Application of Artificial Neural Network Models for Flow Estimation in a Large Constructed Wetlands — Stormwater Treatment Area 2 in South Florida
Publication: World Environmental and Water Resources Congress 2008: Ahupua'A
Abstract
The South Florida Water Management District (District) is responsible for managing water resources in 16-counties over a 46,439-square kilometer (17,930 square-mile) area. The District's area extends from Orlando to Key West and from the Gulf of Mexico to the Atlantic Ocean and contains the country's second largest freshwater lake, Lake Okeechobee, and the world-famous Everglades wetlands. The District manages water in one of the most diverse and complex ecosystems in the world — the interconnected Kissimmee-Okeechobee-Everglades system. The District's routine work includes buying and managing land, restoring floodplains, revitalizing shoreline habitats, and protecting wetlands. The District's mission is to provide regional flood control, water supply, and water quality protection as well as ecosystem restoration. During last ten years, the District has constructed and operates six Stormwater Treatment Areas that are large constructed wetlands to reduce the nutrients in water.

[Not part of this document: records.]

PR #9892, opened 2023-02-09
fix(search-indexer): Increase performance of search-indexer

RunarVestmann:
# Increase performance of search-indexer

## What

* Increased sync speed of search-indexer by fetching only necessary data from Contentful and doing so in a more concurrent manner.
* Added an endpoint for document deletion which Contentful can call when an entry is either archived or deleted. This is to make sure that ES documents on dev actually get deleted if their Contentful counterpart are removed since the Contentful Sync API does not provide such information.

## Why

* The search-indexer is taking a while to sync data, especially if it needs to fetch nested entries from Contentful

## Checklist:


libs/cms/src/lib/search/contentful.service.ts
```diff
@@ -278,46 +296,65 @@ export class ContentfulService {
...
+
+        const responses = await Promise.all(promises)
+
+        let counter = 0
+        for (const linkedEntries of responses) {
+          for (const linkedEntry of linkedEntries) {
+            counter += 1
+            if (
+              environment.indexableTypes.includes(linkedEntry.sys.id) &&
+              !environment.nestedContentTypes.includes(linkedEntry.sys.id)
```
siggifv, line 339: This does not cover the "BabyArticle" case, which is both indexable and nested.

Maybe something like so:
```
if (environment.indexableTypes.includes(linkedEntry.sys.id)) { 
  indexableEntryMap.set(linkedEntry.sys.id, linkedEntry)
} 
if (environment.nestedContentTypes.includes(linkedEntry.sys.id)) {
  nextLevelOfNestedEntryIds.add(linkedEntry.sys.id)
}
```

libs/cms/src/lib/search/contentful.service.ts
```diff
@@ -278,46 +296,65 @@ export class ContentfulService {
...
+            ) {
+              indexableEntryMap.set(linkedEntry.sys.id, linkedEntry)
+            } else {
+              nextLevelOfNestedEntryIds.add(linkedEntry.sys.id)
+            }
+          }
+        }
+
+        // Next round of the loop will only find linked entries to the non indexable entries
```
siggifv, line 348: Update this comment, Indexable and nested are NOT mutually exclusive (which seems to have been a foundational assumption in the sync indexer, e.g. BabyArticle).

siggifv (changes requested):

libs/cms/src/lib/search/contentful.service.ts
```diff
@@ -19,13 +19,6 @@ import {
 } from '@island.is/content-search-index-manager'
 import { Locale } from 'locale'
 
-interface SyncerResult {
```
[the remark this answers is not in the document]
RunarVestmann: Agreed

libs/cms/src/lib/search/contentful.service.ts
```diff
@@ -52,6 +45,16 @@ export class ContentfulService {
       environment: environment.contentful.environment,
       host: environment.contentful.host,
       removeUnresolved: true,
+      logHandler(level, data) {
+        const logContainsRateLimitWarning =
+          level === 'warning' &&
+          typeof data === 'string' &&
+          data.includes('Rate limit')
+
+        if (logContainsRateLimitWarning) return
```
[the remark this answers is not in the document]
RunarVestmann: Agreed

libs/cms/src/lib/search/contentful.service.ts
RunarVestmann: Agreed

charts/islandis/values.dev.yaml
```diff
@@ -1640,6 +1640,7 @@ search-indexer-service:
       cpu: '100m'
       memory: '512Mi'
   secrets:
+    API_CMS_DELETION_TOKEN: '/k8s/search-indexer/API_CMS_DELETION_TOKEN'
```
busla, line 1643: has this param been added to SSM in all envs?

libs/cms/src/lib/search/contentful.service.ts
```diff
@@ -19,10 +20,22 @@ import {
...
+// Taken from here: https://github.com/contentful/contentful-sdk-core/blob/054328ba2d0df364a5f1ce6d164c5018efb63572/lib/create-http-client.js#L34-L42
+// eslint-disable-next-line @typescript-eslint/no-explicit-any
+const defaultContentfulClientLogging = (level: ClientLogLevel, data: any) => {
+  if (level === 'error' && data) {
+    const title = [data.name, data.message].filter((a) => a).join(' - ')
+    console.error(`[error] ${title}`)
+    console.error(data)
+    return
+  }
+  console.log(`[${level}] ${data}`)
```
busla, line 32: wondering how this will comply with our logging  standards, maybe use the islandis logging lib?

busla (changes requested):
LGTM, minor comments

charts/islandis/values.dev.yaml
RunarVestmann: Yep

libs/cms/src/lib/search/contentful.service.ts
RunarVestmann: Agreed

siggifv (changes requested):

libs/content-search-indexer/src/environments/environment.ts
```diff
@@ -1,5 +1,6 @@
 export const environment = {
   syncToken: process.env.API_CMS_SYNC_TOKEN ?? '',
-  lockTime: 300,
+  deletionToken: process.env.API_CMS_DELETION_TOKEN ?? '',
+  lockTime: 1800,
```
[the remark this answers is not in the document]
RunarVestmann: Done

libs/cms/src/lib/search/cmsSync.service.ts
```diff
@@ -208,4 +208,24 @@ export class CmsSyncService implements ContentSearchImporter<PostSyncOptions> {
     }
     return true
   }
+
+  async handleDocumentDeletion(
+    elasticIndex: string,
+    document: Pick<Entry<unknown>, 'sys'>,
+  ) {
+    if (document.sys.contentType.sys.id !== 'article') {
```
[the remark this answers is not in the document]
RunarVestmann: Done

siggifv (approved):

brynjarorng (approved):
LGTM(Devops)

busla (approved):
LGTM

Specially, six Stormwater Treatment Areas are designed to reduce the level of phosphorus entering the Everglades. Stormwater Treatment Area 2 (STA-2) is located in southern Palm Beach County and captures stormwater runoff originating from the S-6 watershed, upstream of the S-6 pump station. The STA is populated with sawgrass and cattail to reduce phosphorus levels, before it is released into Water Conservation Area 2A. STA-2 has many water control structures including pumps and gated culverts and spillways. These water control structures have complex hydraulic conditions that require a set of complex physics-based flow estimating equations. The Artificial Neural Network (ANN) models were developed, tested and validated for flow estimation purpose at the water control structures. Their application in estimating flow and missing tail water elevations at water control structures culverts G331 and G333, and spillway G332 were successfully demonstrated in a case study.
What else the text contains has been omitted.